Waste makes haste...?
Captain's Log: Stardate 78324
I've been really digging into MacOS optimizations over the last few days. Being ALU-bound is quite a pain in the butt, because unlike being memory-bound, there are a lot fewer big changes I can make to speed things up. Mostly I've been working on instruction-level optimizations, none of which have had a big impact. I've gotten to where I don't see anything else that is really worth optimizing at this level. I've confirmed that by simply commenting out pieces of code and measuring the speedup from not running it, which gives me an upper bound on how much optimizing it could help. Reducing computation at this point is not going to be done at the instruction level.
I have a couple ideas for larger structural/algorithmic changes, but before I move on to this, I want to eliminate a few other issues that I've noticed with MacOS.
The biggest pain I've run into is the fact that MacOS gives the user very little (almost no) control over the power/performance state of the machine. I guess this is user-friendly, as Apple magically figures out how best to clock the CPU and GPU up and down to save power, but it turns out that Apple is doing this really badly for Anukari's use case.
From what I can tell, Apple's GPU clock throttling is based on something akin to a load average. This is a concept I originally ran into from Unix, where the load average is, roughly speaking, the average number of threads that are awaiting execution at any moment. If this number is higher than the number of CPU cores, it means that there's a backlog: there are regularly threads that want to run, but can't.
On the Apple GPU, it seems that the OS won't clock it up until there's a command queue with a high load average. Which makes sense for throughput-sensitive use cases, but doesn't work at all for a latency-sensitive use case. For example, for graphics, as long as the command queue isn't backing up (load average > 1), there's no need to up-clock the GPU: it is keeping up. But for Anukari, this heuristic doesn't work, because if it ever hits a load average even close to 1, that means that there's no wallclock time left over for e.g. the DAW to process the audio block, etc. It's already too late, and audio glitches are regularly occurring even at something like 0.8.
This is a serious problem. I asked on the Apple Developer Forums (optimistic, I know), and though I did get a thoughtful response, it wasn't from an Apple developer, and it didn't help anyway. I ran numerous experiments with queuing more simulation kernels in advance, but ultimately none of these ideas helped, because ultimately I can't really generate audio in advance because I need up-to-date MIDI input, etc.
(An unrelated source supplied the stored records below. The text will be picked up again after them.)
PR #173, opened 2026-06-17
Add Filtered Vector Search via Predicate Pushdown

ekechinwokah:
### **What**

Adds filtered kNN vector search: the k-nearest rows **among those matching a text predicate**, by pushdown. A SQL `WHERE` clause on an FTS column is lowered into the vector kernel so the allow-set is applied *inside* the coarse 1-bit shortlist. The result is the true k-nearest among matching rows, with no over-fetch and no post-filter underflow.

Three layers:

1. **Superfile** (`superfile/vector/reader.rs`, `superfile/reader.rs`) — `vector_hits_filtered_async` and `vector_search_clusters_filtered` accept an optional `RoaringBitmap` allow-set. When present, the IVF shortlist + rerank score only allowed doc-ids. `None` is the unfiltered fast path (zero overhead — the old code path is preserved as a delegation).
2. **Supertable** (`supertable/query/vector.rs`) — `vector_hits_filtered_async` resolves the text predicate per superfile into a `SuperfileUri → RoaringBitmap` allow map via `candidate_bitmaps` (concurrent `token_match` fan-out), then feeds it into the existing global cluster-selection + fan-out, which now skips superfiles whose predicate matched nothing (zero vector GETs) and carries the bitmap into each kernel. Also adds `vector_search_filtered` (the public row-returning form) and `vector_hits_filtered` (the hit form with a BM25 text predicate). The fan-out is now wave-capped by reader-pool width to bound transient memory from concurrent cold kernels.
3. **SQL pushdown** (`supertable/query/exec/vector_exec.rs`) — `VectorExec` recognizes a `WHERE <fts_col> = <literal>` or `WHERE <fts_col> IN (...)` predicate on the DataFusion plan, extracts it, and pushes it down as a `CandidatePlan` filter into the vector kernel. Queries like `SELECT _id, score FROM vector_search('docs', 'emb', ARRAY[...], 10) WHERE body = 'rust'` get true filtered kNN, not scan-then-discard.

Also adjusted vector search parameter defaults (p, r) for both filtered and unfiltered search based on the below. Tested sweeps across a matrix; biased towards test corpora but gives reasonable starting point for users and trades a some latency and CPU cycle for high recall.

# Supertable Vector Search — 1M Docs × 1024-dim, Real S3

| Filter | Nominal `(p, r)` | Effective `(p, r)` | Recall@10 | p50 |
|---|---|---|---:|---:|
| unfiltered | `p=6, r=256` | `p=6, r=256` | 1.000 | 3.18 ms |
| filtered (~10%) | `p=8, r=256` | `p=80, r=2560` | 1.000 | 4.23 ms |

| Recall | `(p, r)` | Main warm | Branch warm | Δ warm | Main cold search | Branch cold search | Δ cold |
|---:|---|---:|---:|---:|---:|---:|---:|
| 0.90 | `p=5, r=1` | 14.27 ms | 4.95 ms | −65% | 4.40 s | 534 ms | −88% |
| 0.95 | `p=5, r=1` | 11.10 ms | 4.85 ms | −56% | 3.73 s | 549 ms | −85% |
| 0.99 | `p=10, r=1` | 17.80 ms | 5.42 ms | −70% | 3.41 s | 596 ms | −83% |
| default | `p=8, r=20` | 20.51 ms | 7.85 ms | −62% | 3.86 s | 941 ms | — |
|


src/supertable/query/vector.rs
```diff
@@ -207,33 +282,266 @@ impl SupertableReader {
...
+                // `evaluate` is postings-only (no column decode), the same
+                // retrieval the FTS scan pushdown uses. `None` (unbounded)
+                // cannot occur for a bounded plan; treat it as empty. The
+                // fan-out hit shape is `(local_doc_id, score)`; the score is
+                // an unused `0.0` placeholder (the predicate is unranked).
+                let docs = plan
+                    .evaluate(r.as_ref())
+                    .await
+                    .map_err(|e| QueryError::Parquet(e.to_string()))?
+                    .unwrap_or_default();
```
naman-modi: The `unwrap_or_default()` will make `None` fail silently, which means the plan was unbounded. It is safer to rather throw an error here, so ensuring correctness is paramount.

Something like this?

```
let docs = plan
    .evaluate(r.as_ref())
    .await
    .map_err(|e| QueryError::Parquet(e.to_string()))?
    .ok_or_else(|| QueryError::Execute(
      "bounded CandidatePlan evaluated to Unbounded — planner bug: an Unbounded \
       subtree leaked past from_filters' and/or_combine into the kNN pushdown path".into(),
  ))?;
```

src/supertable/query/vector.rs
```diff
@@ -207,33 +282,266 @@ impl SupertableReader {
...
+                Ok(docs.into_iter().map(|d| (d, 0.0f32)).collect::<Vec<_>>())
+            }
+        };
+        let per_superfile = crate::supertable::query::dispatch::fanout(self, units, kernel).await?;
```
naman-modi: Can we import the crate at top, rather than using inline?
```suggestion
        let per_superfile = dispatch::fanout(self, units, kernel).await?;
```

src/supertable/query/vector.rs
```diff
@@ -207,33 +282,266 @@ impl SupertableReader {
...
+                // retrieval the FTS scan pushdown uses. `None` (unbounded)
+                // cannot occur for a bounded plan; treat it as empty. The
+                // fan-out hit shape is `(local_doc_id, score)`; the score is
+                // an unused `0.0` placeholder (the predicate is unranked).
+                let docs = plan
+                    .evaluate(r.as_ref())
+                    .await
+                    .map_err(|e| QueryError::Parquet(e.to_string()))?
+                    .unwrap_or_default();
+                Ok(docs.into_iter().map(|d| (d, 0.0f32)).collect::<Vec<_>>())
```
naman-modi: [perf, non-blocking] From what I understand, we are essentially inflating the doc-id of each so it can be used in `dispatch::fanout`, then to `tag_hits`, and then use the `group_doc_ids_to_allow` to remove all the empty bitmaps. (doc_ids -> 24B -> doc_ids)

So, we can think of creating a doc-id based list and a native fan-out path basis this doc-ids (returns Vec<u32> / builds the per-superfile RoaringBitmap in-task, tombstone-filtered via roaring set-difference). This would help in gaining performance, and can be taken as a separate PR.

src/supertable/query/vector.rs
```diff
@@ -207,33 +282,266 @@ impl SupertableReader {
...
+        Ok(group_doc_ids_to_allow(per_superfile))
+    }
+}
+
+/// Group per-superfile candidate hits into a `superfile → allow-set` map
+/// of matching `local_doc_id`s, dropping superfiles whose set is empty (so
+/// the caller skips them entirely). Shared by the text-predicate
+/// ([`SupertableReader::candidate_bitmaps`]) and SQL-plan
+/// ([`SupertableReader::candidate_bitmaps_from_plan`]) allow-set builders.
+fn group_doc_ids_to_allow(
```
naman-modi: [non-block, perf] this function is the "undo" half as I mentioned above: it reads each 24B struct, drops the id and score, and keeps just the doc-id to build the bitmap. If the fan-out handed back doc-ids in the first place, this whole function goes away.

src/superfile/vector/reader.rs
```diff
@@ -1393,6 +1395,10 @@ impl VectorReader {
         k: usize,
         nprobe: usize,
         rerank_mult: usize,
+        // Filtered search allow-set (per-superfile matching doc-ids).
+        // `None` = unfiltered; threaded to the coarse shortlist so the
+        // top-k is the true k-nearest among matching rows.
+        allow: Option<std::sync::Arc<roaring::RoaringBitmap>>,
```
naman-modi: Can we please move imports at the top rather than inline?

src/superfile/vector/reader.rs
```diff
@@ -1446,6 +1461,10 @@ impl VectorReader {
         k: usize,
         clusters: &[u32],
         rerank_mult: usize,
+        // Filtered search allow-set (per-superfile matching doc-ids).
+        // `None` = unfiltered; threaded to the coarse shortlist so the
+        // top-k is the true k-nearest among matching rows.
+        allow: Option<std::sync::Arc<roaring::RoaringBitmap>>,
```
naman-modi: Similar, please move imports at the top than inline.

src/superfile/vector/reader.rs
```diff
@@ -1481,6 +1510,9 @@ impl VectorReader {
         chosen: &[usize],
         k: usize,
         rerank_mult: usize,
+        // Filtered search allow-set (per-superfile matching doc-ids),
+        // threaded down to the coarse shortlist. `None` = unfiltered.
+        allow: Option<std::sync::Arc<roaring::RoaringBitmap>>,
```
naman-modi: Similar, please move imports at the top than inline.

src/superfile/vector/reader.rs
```diff
@@ -1765,6 +1798,10 @@ async fn build_shortlist(
     survivor_only_rerank_fetch: bool,
     k: usize,
     rerank_mult: usize,
+    // Filtered search: when `Some`, only doc-ids in this per-superfile
+    // bitmap may enter the coarse shortlist (the predicate's allow-set).
+    // `Arc` so the parallel branch can move a clone into the rayon task.
+    allow: Option<std::sync::Arc<roaring::RoaringBitmap>>,
```
naman-modi: Similar, please move imports at the top than inline.

src/superfile/reader.rs
```diff
@@ -1102,13 +1102,31 @@ impl SuperfileReader {
...
+    /// shortlist, so the returned top-k is the true k-nearest among
+    /// matching rows — pushdown, not post-filter, with no underflow.
+    /// `allow == None` is identical to [`Self::vector_hits_async`].
+    pub async fn vector_hits_filtered_async(
+        &self,
+        column: &str,
+        query: &[f32],
+        k: usize,
+        options: VectorSearchOptions,
+        allow: Option<std::sync::Arc<roaring::RoaringBitmap>>,
```
naman-modi: Similar, please move imports at the top than inline.

src/superfile/reader.rs
```diff
@@ -1125,13 +1143,30 @@ impl SuperfileReader {
...
+    /// predicate allow-set), applied inside the coarse shortlist.
+    /// `allow == None` is identical to [`Self::vector_search_clusters`].
+    pub async fn vector_search_clusters_filtered(
+        &self,
+        column: &str,
+        query: &[f32],
+        k: usize,
+        clusters: &[u32],
+        options: VectorSearchOptions,
+        allow: Option<std::sync::Arc<roaring::RoaringBitmap>>,
```
naman-modi: Similar, please move imports at the top than inline.

src/superfile/vector/reader.rs
```diff
@@ -1826,7 +1874,15 @@ async fn build_shortlist(
...
-                            &codes, &doc_ids, cnt, off, c as u32, &quant, &q_rot_v, &mut heap,
+                            &codes,
+                            &doc_ids,
+                            cnt,
+                            off,
+                            c as u32,
+                            &quant,
+                            &q_rot_v,
+                            allow_owned.as_deref(),
+                            &mut heap,
```
naman-modi, line 1896: [suggestion, non-blocking] We are passing multiple variable right from search_async → probe_clusters_async → build_shortlist → score_cluster_codes_into_heap like the newly added `allow`, and other like `k`, `q_rot`. To make the code cleaner, and more readable we can create a struct like ProbeCtx which can have these vars, and used.

benches/utils/bench/supertable/query.rs
```diff
@@ -16,7 +16,8 @@ pub fn vector_topk_global(
     options: VectorSearchOptions,
 ) -> Vec<u32> {
     let hits: Vec<SuperfileHit> = st
-        .vector_search(VEC_COLUMN, query, k, options)
+        .reader()
```
naman-modi, line 19: We are only measuring the correctness of none-filtered vector queries over here. Can we also have a similar correctness/recall measurement for filtered vector queries?

src/supertable/query/vector.rs
```diff
@@ -207,33 +282,266 @@ impl SupertableReader {
...
+    /// [`Self::vector_hits_filtered`].
+    pub(crate) async fn vector_hits_filtered_async(
+        &self,
+        column: &str,
+        query: &[f32],
+        k: usize,
+        options: VectorSearchOptions,
+        filter_col: &str,
+        filter_query: &str,
+        mode: BoolMode,
```
naman-modi:
```suggestion
    pub(crate) async fn vector_hits_filtered_async(
        &self,
        column: &str,
        query: &[f32],
        k: usize,
        options: VectorSearchOptions,
        filter: VectorFilter<'_>,
```

Small thought: is there a reason we pass the filter as loose args here rather than the VectorFilter struct? Since the public vector_search already groups them into VectorFilter, it might be a touch cleaner to thread the struct straight through instead of unpacking it. People/Agents could by mistake swap the column (which is for vector search) and f.column (which is for filtering column)....

src/supertable/query/vector.rs
ekechinwokah: done. `ok_or_else` with planner-bug message.

src/supertable/query/vector.rs
ekechinwokah: done. moved.

src/supertable/query/vector.rs
ekechinwokah: done. `fanout_with` builds bitmap directly in-task, tombstone-subtracted.

src/supertable/query/vector.rs
ekechinwokah: done. `group_doc_ids_to_allow` removed.

src/superfile/vector/reader.rs
ekechinwokah: done. moved to top.

src/superfile/vector/reader.rs
ekechinwokah: done. moved.

src/superfile/vector/reader.rs
ekechinwokah: done. moved.

src/superfile/vector/reader.rs
ekechinwokah: done. moved.

src/superfile/reader.rs
ekechinwokah: done. moved.

src/superfile/reader.rs
ekechinwokah: done. moved.

src/superfile/vector/reader.rs
ekechinwokah: done — `probe_clusters_async` 8→5 params, `build_shortlist` 9→6 params.

benches/utils/bench/supertable/query.rs
ekechinwokah: fair. added brute-force filtered ground truth + recall gate.

src/supertable/query/vector.rs
ekechinwokah: done. `vector_hits_filtered_async` takes `VectorFilter<'_>`.

src/supertable/query/vector.rs
```diff
@@ -184,15 +242,33 @@ impl SupertableReader {
...
-            }
+                Probe::Nprobe
+            } else {
+                continue;
+            };
+            let bitmap = allow.as_ref().map(|m| {
+                Arc::clone(
+                    m.get(&entry.uri)
+                        .expect("selected superfile is present in allow map"),
+                )
```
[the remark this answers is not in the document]
ekechinwokah: replaced with continue (skip the superfile instead of panicking).

src/supertable/query/exec/vector_exec.rs
```diff
@@ -312,16 +343,43 @@ impl ExecutionPlan for VectorSearchExec {
...
+            // distance only among matching rows); `Unbounded` (no
+            // FTS-resolvable predicate, or none pushed) runs the plain kNN
+            // and lets the `FilterExec` above apply the predicate.
+            let manifest = reader.manifest();
+            let fts_cols: HashSet<String> = manifest
+                .options
+                .fts_columns
+                .iter()
+                .map(|c| c.column.clone())
+                .collect();
```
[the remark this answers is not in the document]
ekechinwokah: done. changed to reference.

src/supertable/query/vector.rs
```diff
@@ -184,15 +242,33 @@ impl SupertableReader {
...
+            });
```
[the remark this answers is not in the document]
ekechinwokah: done.  replaced with `continue`.

src/supertable/query/exec/vector_exec.rs
```diff
@@ -312,16 +343,43 @@ impl ExecutionPlan for VectorSearchExec {
...
+            let plan = CandidatePlan::from_filters(
+                &filters,
+                &fts_cols,
+                manifest.options.tokenizer.as_ref(),
+            );
```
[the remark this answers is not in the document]
ekechinwokah: `from_filters` and all callees now take `HashSet<&str>`, zero cloning.

src/supertable/query/exec/vector_exec.rs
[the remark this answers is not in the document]
ekechinwokah: done.

src/supertable/query/vector.rs
```diff
@@ -164,12 +214,44 @@ impl SupertableReader {
...
+                let selectivity = allowed_docs as f64 / total_docs as f64;
+                let boosted = (options.nprobe as f64 / selectivity).ceil() as usize;
+                let total_clusters = scored.len() + fallback.len();
+                boosted.min(total_clusters).max(options.nprobe)
+            } else {
+                options.nprobe
+            }
+        } else {
+            options.nprobe
+        };
```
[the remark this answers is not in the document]
ekechinwokah: `MAX_FILTER_NPROBE_MULTIPLIER` = 64, uses `saturating_mul`, capped before the cast.

src/supertable/query/exec/vector_exec.rs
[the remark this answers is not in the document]
ekechinwokah: done.

src/supertable/query/vector.rs
```diff
@@ -164,12 +214,40 @@ impl SupertableReader {
...
```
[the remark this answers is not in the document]
ekechinwokah: `total_docs` scoped to only superfiles present in the allow map.

src/supertable/query/vector.rs
```diff
@@ -207,33 +289,334 @@ impl SupertableReader {
...
+        plan: &CandidatePlan,
+    ) -> Result<HashMap<SuperfileUri, Arc<RoaringBitmap>>, QueryError> {
+        let units: Vec<(Arc<SuperfileEntry>, ())> =
+            superfiles.iter().map(|e| (Arc::clone(e), ())).collect();
+        let plan_arc = Arc::new(plan.clone());
+        let body =
+            move |r: Arc<SuperfileReader>,
+                  entry: Arc<SuperfileEntry>,
+                  tombstone_cache: Option<Arc<crate::supertable::tombstones::SidecarCache>>,
+                  now: std::time::Instant,
```
naman-modi: Can we please import at top rather than inline?

src/supertable/query/vector.rs
```diff
@@ -207,33 +289,334 @@ impl SupertableReader {
...
+                    Ok((entry.uri, bm))
+                }
+            };
+        let pairs: Vec<(SuperfileUri, RoaringBitmap)> =
+            dispatch::fanout_with(self, units, body).await?;
+        Ok(pairs
+            .into_iter()
+            .filter(|(_, bm)| !bm.is_empty())
+            .map(|(uri, bm)| (uri, Arc::new(bm)))
+            .collect())
```
naman-modi: There is a lot of repeat code in `candidate_bitmaps` and here `candidate_bitmaps_from_plan`. The only difference is getting doc_ids from token_match there vs plan.evaluate here. The tombstone removal, dropping emptying etc is the same. 

Can we extract the common pieces out? Maybe have a new wrapper like  `pub(crate) async fn fanout_bitmaps<L, Fut>` on top of `dispatch::fanout_with`, or like just extracting the tombstone to a separate method?

naman-modi (approved):
LGTM after resolving these comments.

src/superfile/vector/reader.rs
```diff
@@ -1924,6 +1980,26 @@ async fn build_shortlist(
...
+    let n = n_docs as u64;
+    let allowed = bm.len();
+    if n == 0 || allowed == 0 {
+        return 1;
+    }
+    let selectivity = allowed as f64 / n as f64;
+    (1.0 / selectivity)
+        .ceil()
+        .min(MAX_FILTER_NPROBE_MULT as f64) as usize
+}
```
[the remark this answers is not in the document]
ekechinwokah: done. empty allow-set now returns 0 from `filter_selectivity_mult`; search_async / search_clusters_async return early and skip probe work.

src/supertable/query/exec/vector_exec.rs
```diff
@@ -312,16 +343,48 @@ impl ExecutionPlan for VectorSearchExec {
...
+                    reader
+                        .vector_search_async(&column, &query, k, options)
+                        .await
+                }
+                bounded => {
+                    let pushed_k = k.saturating_mul(INEXACT_OVERFETCH_MULT);
+                    reader
+                        .vector_hits_filtered_by_plan(&column, &query, pushed_k, options, &bounded)
+                        .await
+                }
```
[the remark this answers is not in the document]
ekechinwokah: disagree. bounded TVF pushdown already ranks at true k inside the allow-set; we’re not adding k×N over-fetch + `FilterExec` trim.

src/superfile/vector/reader.rs
```diff
@@ -1924,6 +1983,37 @@ async fn build_shortlist(
...
 /// in-memory subsection slice or the just-fetched centroids
 /// region bytes from [`Source::get_range`] — both reach this
+/// Compute the inverse-selectivity multiplier for filtered search.
+/// Returns 1 (no boost) when `allow` is `None` (unfiltered) or the
+/// bitmap covers the full column. Capped at 64× so very sparse
+/// predicates don't turn every query into a full cluster scan.
+/// Maximum multiplier applied to filtered-search probe breadth and
+/// rerank width. Caps the inverse-selectivity boost so very sparse
+/// predicates don't turn every query into a full cluster scan.
+const MAX_FILTER_NPROBE_MULT: usize = 64;
```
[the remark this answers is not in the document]
ekechinwokah: renamed to `MAX_FILTER_SELECTIVITY_MULT` with named empty/unfiltered constants.

src/supertable/query/vector.rs
```diff
@@ -207,33 +284,334 @@ impl SupertableReader {
...
+    /// fixture.
+    #[cfg(feature = "test-helpers")]
+    pub async fn vector_hits_global_allow_async(
+        &self,
+        column: &str,
+        query: &[f32],
+        k: usize,
+        options: VectorSearchOptions,
+        allow_global: Arc<RoaringBitmap>,
+    ) -> Result<Vec<SuperfileHit>, QueryError> {
```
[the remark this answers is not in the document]
ekechinwokah: left as pub + #[cfg(feature = "test-helpers")] — infino-bench-utils is a separate crate, so pub(crate) doesn’t compile for the bench hook.

src/supertable/query/exec/vector_exec.rs
```diff
@@ -312,16 +343,48 @@ impl ExecutionPlan for VectorSearchExec {
...
+            }
```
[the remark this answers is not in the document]
ekechinwokah: same as earlier — no over-fetch multiplier on the bounded path.

src/superfile/vector/reader.rs
```diff
@@ -1428,7 +1458,14 @@ impl VectorReader {
...
         let _ = sub_start;
         let chosen: Vec<usize> = centroid_scores.iter().map(|&(c, _)| c).collect();
-        self.probe_clusters_async(col, query, &q_rot, &cluster_idx, &chosen, k, rerank_mult)
+        let rerank_mult_eff = rerank_mult.saturating_mul(filter_mult);
+        let ctx = ProbeCtx {
+            q_rot: &q_rot,
+            k,
+            rerank_mult: rerank_mult_eff,
+            allow,
+        };
```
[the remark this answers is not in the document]
ekechinwokah: fair. added `effective_filtered_rerank_mult()` capped at `MAX_EFFECTIVE_FILTERED_RERANK_MULT` (16_384) in both filtered search paths.

benches/utils/supertable.rs
```diff
@@ -1051,6 +1084,94 @@ pub mod vector {
...
+                            offsets
+                                .get(&h.superfile)
+                                .map(|base| (base.saturating_add(h.local_doc_id), h.score))
+                        })
+                        .collect();
+                    recalls.push(corpus::recall_at_k(&global_hits, gt));
+                }
+                let mean_recall: f32 = recalls.iter().sum::<f32>() / recalls.len() as f32;
+                latencies.sort_unstable();
+                let p50_ns = latencies[latencies.len() / 2].as_secs_f64() * 1e9;
```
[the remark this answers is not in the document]
ekechinwokah: done. supertable filtered bench skips stats/report when recalls or latencies is empty.

src/supertable/query/vector.rs
```diff
@@ -251,14 +634,23 @@ impl SupertableReader {
...
+                Some(f) => {
+                    self.vector_hits_filtered_async(
+                        column,
+                        query,
+                        k,
+                        options.for_filtered_path(),
+                        f,
+                    )
+                    .await?
+                }
```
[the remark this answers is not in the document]
ekechinwokah: agree. removed stacked `for_filtered_path()` calls; one options.resolve(filtered) at engine entry.

benches/utils/supertable.rs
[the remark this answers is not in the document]
ekechinwokah: dup. same fix as earlier.

benches/utils/supertable.rs
```diff
@@ -1051,6 +1084,94 @@ pub mod vector {
...
+                    .expect("filtered recall query");
+                    latencies.push(t0.elapsed());
+                    let global_hits: Vec<(u32, f32)> = hits
+                        .iter()
+                        .filter_map(|h| {
+                            offsets
+                                .get(&h.superfile)
+                                .map(|base| (base.saturating_add(h.local_doc_id), h.score))
+                        })
+                        .collect();
```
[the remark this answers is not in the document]
ekechinwokah: done. missing manifest offset for a hit superfile now panics instead of silently dropping via filter_map.

src/superfile/reader.rs
```diff
@@ -1203,6 +1260,16 @@ impl VectorSearchOptions {
...
+
+    /// When stock unfiltered defaults are passed into a filtered kNN path,
+    /// upgrade to [`Self::new_filtered()`]. Explicit overrides are kept.
+    pub(crate) fn for_filtered_path(self) -> Self {
+        if self.nprobe == Self::DEFAULT_NPROBE && self.rerank_mult() == Self::RERANK_MULT {
+            Self::new_filtered()
+        } else {
+            self
+        }
+    }
```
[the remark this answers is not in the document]
ekechinwokah: done. replaced magic rewrite with Option overrides + resolve(filtered).

src/supertable/query/vector.rs
ekechinwokah: done. extracted `fanout_candidate_bitmaps` + `subtract_tombstones`; token-match and plan paths share the tombstone/drop-empty logic.

src/supertable/query/vector.rs
ekechinwokah: done. `SidecarCache` imported at the top of vector.rs; inline path removed from the fan-out closure.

Ultimately, the solution that I am going with is probably the stupidest code that I will have ever shipped to production in my career: Anukari is dedicating one GPU threadgroup warp to useless computation, simply to keep it fully saturated to communicate to the OS that the GPU needs to be up-clocked. So in this case, waste makes haste.
But while this is incredibly stupid, it is also incredibly effective. I got it working with the minimal amount of power usage by dedicating the smallest amount of compute possible to spinning (not even a whole threadgroup, just one warp). And it immediately gets the OS to clock up the GPU, which decreases the audio computation latency by about 40%.
My new golden test latency stats framework doesn't show as much of a gain as I see when using the plugin, because it was already running the GPU with smaller gaps, as it doesn't need to wait for real time to render the audio. But even in the tests, the performance improvement is dramatic. In this graph you can see the overall real time ratio for the tests. The huge drop at iteration 15 is where I implemented the GPU spin:
Here is a graph with all the tests broken out individually:
At this point, on my Macbook M1, the standalone app performance is very usable, even for quite complicated presets like the slinky-resocube.
But... of course nothing is ever simple, and somehow while these fantastic performance gains are very observable when running as a VST3 plugin in Ableton, they are not nearly as visible when running as an AU plugin in GarageBand. I don't know what is up here, but it needs to be the next performance issue that I address, because if I can get past this, I might have performance at a "good enough" level on MacOS to start spending my time elsewhere for a while.